Work item — Return the lines of the data below exactly. Start at the first and end with the line containing "a raised exception.".

Provided material START

PR #21784, opened 2026-09-21
Stop /pr-review re-offering a base merge that already failed; add --ask-fix

CamSoper:
### Proposed changes

Two fixes to the `/pr-review` board, both out of one report: **merge base & retry** on #21485 looked like it did nothing.

It wasn't doing nothing. `--unblock` tried the merge, hit a real conflict in `content/blog/mlops-huggingface-llm-aws-sagemaker-python/index.md` (master and the branch had each rewritten an adjacent link-reference line), aborted as designed, and reported it -- to that run's stdout and nowhere else. The next collect saw the same `mergeable:dirty`, so the next board offered the same button, which failed the same way. The board had no memory of a refused merge, so the one button on the page that could do nothing did it indefinitely.

**1. A conflicted `--unblock` now leaves a record.**

- `act.py` posts the conflicted files on the PR under `<!-- PR_REVIEW_UNBLOCK_CONFLICT -->`, keyed to the head it tried. Best-effort: a failed comment never turns a failed merge into a raised exception.
- `collect.unblock_conflict` reads it back, but only while it still describes the current head -- so any push spends the record and the button returns.
- The row then carries `unblock:refused:conflict` and offers the send-back instead, reusing the path that already existed for a branch `act.py` may not push to. No new vocabulary.
- Provenance follows `sentinel._find_comment`'s rule (exact marker line in the body's first three) with a different roster, because `act.py` comments as whoever ran the board, not as the review app.

**2. A stuck workflow row gets a second way out: `--ask-fix N`.**

It already offered **fix it yourself** (`/address-review`, an interactive run that never joins the batch). It now also offers **ask @claude to fix them** -- one comment reading `@claude fix F1 and F3 #update-review` with the findings' summaries beneath, handing the same list to the agent already watching the PR. It's an ordinary write, so unlike the handoff it batches with everything else.

- Only the review's *open* rows are named. A style or pre-existing finding is the review's own take-it-or-leave-it, and asking for it would turn an optional note into a push.
- A row with nothing open is refused at plan time rather than posting `@claude fix  #update-review`.
- The two do the same job, so they share an exclusive group (`data-exclusive="fix"`) and lighting either puts the other out. `clearRow` can't pair them, since a handoff is deliberately not a decision.

**Tests** (`make test-review-pipeline`, 532 passing): the conflict record and its head-keying, the refusal to re-offer, `--ask-fix`'s body / bucket rules / empty-row refusal, and a jsdom click sequence for the pairing across the handoff/fragment boundary.

`make lint` clean.

n/a

### Related issues (optional)

The conflict on #21485 is resolved separately, by hand, on that branch -- it needed someone to say which side won, which is exactly what `--unblock` refuses to guess.

---

https://claude.ai/code/session_01NBGUXcSpcsEjRQBQ93foTa

---
_Generated by [Claude Code](https://claude.ai/code/session_01NBGUXcSpcsEjRQBQ93foTa)_


CamSoper:
@claude pushed fixes for F1 and F2 in fe74f487 #update-review

**F2** was the good catch, and it was worse than it looked: `_unblock_conflict_authors` asked the token who it was with `gh.me()`, but `collect()` had already resolved the approver just above it (`--approver` if given, else `gh.me()`). So a run started with `--approver`, or one against a backend that can't answer `GET /user`, checks a different login than the rest of the queue -- or none -- the conflict record goes unseen, and the board re-offers the same dead **merge base & retry**. That's the exact bug this PR exists to delete, walking back in through a side door. The resolved approver is now threaded through `collect_pr`, and both sides of the comparison go through `norm_login` the way `act.py` writes the record. Added coverage for the case-normalization and the bot-authored path.

**F1** confirmed -- the block was a lazy continuation of the regens bullet and split `workprentice[bot]` into a second list. Moved it below the `push_allowed` sentence, just before the handoff section, blank lines both sides.

`make test-review-pipeline` and `make lint` clean before pushing.

---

Provided material END

Response to this exercise —
PR #21784, opened 2026-09-21
Stop /pr-review re-offering a base merge that already failed; add --ask-fix

CamSoper:
### Proposed changes

Two fixes to the `/pr-review` board, both out of one report: **merge base & retry** on #21485 looked like it did nothing.

It wasn't doing nothing. `--unblock` tried the merge, hit a real conflict in `content/blog/mlops-huggingface-llm-aws-sagemaker-python/index.md` (master and the branch had each rewritten an adjacent link-reference line), aborted as designed, and reported it -- to that run's stdout and nowhere else. The next collect saw the same `mergeable:dirty`, so the next board offered the same button, which failed the same way. The board had no memory of a refused merge, so the one button on the page that could do nothing did it indefinitely.

**1. A conflicted `--unblock` now leaves a record.**

- `act.py` posts the conflicted files on the PR under `<!-- PR_REVIEW_UNBLOCK_CONFLICT -->`, keyed to the head it tried. Best-effort: a failed comment never turns a failed merge into a raised exception.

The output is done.